Glassbox Machine Learning

data
Published

December 8, 2020

Can we have an interpretable model that has as good performance as blackbox models like gradient boosted trees and neural networks? In a 2020 Empirical Methods for Natural Language Processing Keynote, Rich Caruana says yes.

He calls interpretable models glassbox machine learning, in contrast to blackbox machine learning. It is models in which a person can explicitly see how they work, and follow the steps from inputs to outputs. This interpretability is subtly different from explainable (explainable to who?), or plausible (to who?) and quite orthogonal to causal.

Examples of glassbox models are decision trees, (general) linear models, and k-nearest neighbours. There’s a good chapter on interpretable models in Christoph Molnar’s Interpretable Machine Learning book. Other notable examples are Cynthia Rudin’s Falling Rule Lists (a sort of very simple decision tree) and risk-slim risk scores. However these methods are generally considered to be less predictive than gradient boosted trees and neural networks.

Rich Caruana talks about Explainable Boosting Models as a glassbox model that works almost as well as the best blackbox models. It originates from a 2012 KDD paper, Intelligible Models for Classification and Regression, where they fit a particular type of Generalised Additive Model. For the shape function they use bagged trees on each feature and use a gradient boosting method to fit the trees, with good results. In a 2013 KDD paper, Accurate Intelligible Models with Pairwise Interactions, they introduced pairwise interactions between features which greatly increased the accuracy of the models, while still remaining interpretable. Like all GAMs you end up with a sum of graphs (in this case with 1 or 2 independent variables), each of which can be inspected to understand how the model makes predictions. There’s a 2015 paper, Intelligible Models for HealthCare: Predicting PneumoniaRisk and Hospital 30-day Readmission which shows how this can be used to solve real problems. Interestingly the glassbox methods help identify data issues which may escape an exploratory data analysis.

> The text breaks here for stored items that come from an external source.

PR #41, opened 2023-07-10
Feat/contact style

ciaranschutte:


src/app/components/ThemeProvider.tsx
```diff
@@ -50,7 +50,6 @@ export default function ThemeProvider({ children }: { children: React.ReactNode
 
 					body {
 						line-height: 1.5;
-						-webkit-font-smoothing: antialiased;
```
ciaranschutte, line 53: too experimental - not recommended

src/app/page.tsx
```diff
@@ -141,11 +141,10 @@ const ActionBox: ComponentType = () => (
 
 export default function Home() {
 	return (
-		<main>
+		<>
```
justincorrigible, line 144: this is bound to get messy for other pages sharing the same layout, with nested mains, etc. no?

ciaranschutte: Yes I think so that's why I moved the main element to the root layout
Not header, not footer, it's main - we could narrow what "main" means in our dashboard context more but "not header, not footer" is a good start I think

layouts nest

justincorrigible: my concern here is others not using a fragment as the root of the page, then it's a "double main" etc.

ciaranschutte: ah i see i see - updated

agree. worse to have multiple mains, or terrible markup nesting than to not have one at all.

justincorrigible: yeah. I'm not loving this new layout vs page thing in nextjs

PR #42, opened 2023-07-10
clean up footer

ciaranschutte:


justincorrigible (approved):

src/app/components/Footer.tsx
```diff
@@ -19,49 +19,130 @@
...
+import rdpcLogo from '/public/assets/rdpc-logo.svg';
 
 const { UI_VERSION, REGION } = getAppConfig();
 const subtitle = `RDPC ${REGION} Clinical Data Submission Portal - ${UI_VERSION}`;
 
-const Logo = () => <div>RDPC</div>;
+const Logo = () => <Image src={rdpcLogo} alt="RDPC logo" />;
 
-export default function GlobalFooter() {
+const links = [
```
justincorrigible, line 33: this could go into a separate (local) constants file

src/app/components/Footer.tsx
```diff
@@ -19,49 +19,130 @@
...
+						padding-left: 22px;
+					`}
+				>
+					{/** nav links */}
+					<div
+						css={css`
+							margin-right: 22px;
+						`}
+					>
+						{links.map(({ displayName, href, target }, idx) => (
```
justincorrigible, line 122: snark for comedic tone, not for snub:
how is idx better than index? "3 > 5" economy?

src/app/components/Footer.tsx
```diff
@@ -19,49 +19,130 @@
...
+									target={target}
+									href={href}
+									rel={target === '_blank' ? 'noreferrer noopener' : ''}
+									css={css`
+										color: ${theme.colors.primary};
+									`}
+								>
+									{displayName}
+								</Link>
+								{idx !== links.length - 1 && (
```
justincorrigible, line 134: having a slash divider be an icon and adding it through array index logic seems like an overengineered alternative to an easy CSS solution

ciaranschutte: I agree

A challenge of this method is you need good features; it doesn’t work well if you’ve just got a bunch of text, images, or unidentified columns because you can’t interpret (or view all of) the graphs.

If you don’t know what the feature means then you don’t know what it implies

As I discussed in rules and models the most promising way forward seems to be to build features on top of the raw data (using flexible blackbox methods like neural networks), and then build an explainable model on top of that - but it’s a lot of work.

Another challenge is collinearity. If two features are the same how do you share the weight of their contribution to the sum? Explainable Boosting Models share the load equally - which is probably the least bad thing to do.

This all sounds really interesting and I’m keen to try it in the InterpretML tool on real datasets to see how it performs against good baselines (e.g. Kaggle competitions).